# REQUIREMENT
Each line below should be reproduced without any alteration.

(Stored items)
PR #8095, opened 2026-06-17
Fix a safety issue in the Japanese calendar

robertbastian:
`PackedEra` construction unsafely assumed that `day > 0`, which could lead to undefined behavior when calling `NonZeroU8::new_unchecked` with 0.

This PR makes `PackedEra::pack` fallible, returning a `Result`. ~This change propagates to `JapaneseEras::last_after_reiwa` and the `Japanese` constructors.~

## Changelog

`icu_calendar`
* Fix safety issue in `Japanese::try_new_with_buffer_provider`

# ANSWER TO THIS EXERCISE
PR #8095, opened 2026-06-17
Fix a safety issue in the Japanese calendar

robertbastian:
`PackedEra` construction unsafely assumed that `day > 0`, which could lead to undefined behavior when calling `NonZeroU8::new_unchecked` with 0.

This PR makes `PackedEra::pack` fallible, returning a `Result`. ~This change propagates to `JapaneseEras::last_after_reiwa` and the `Japanese` constructors.~

## Changelog

`icu_calendar`
* Fix safety issue in `Japanese::try_new_with_buffer_provider`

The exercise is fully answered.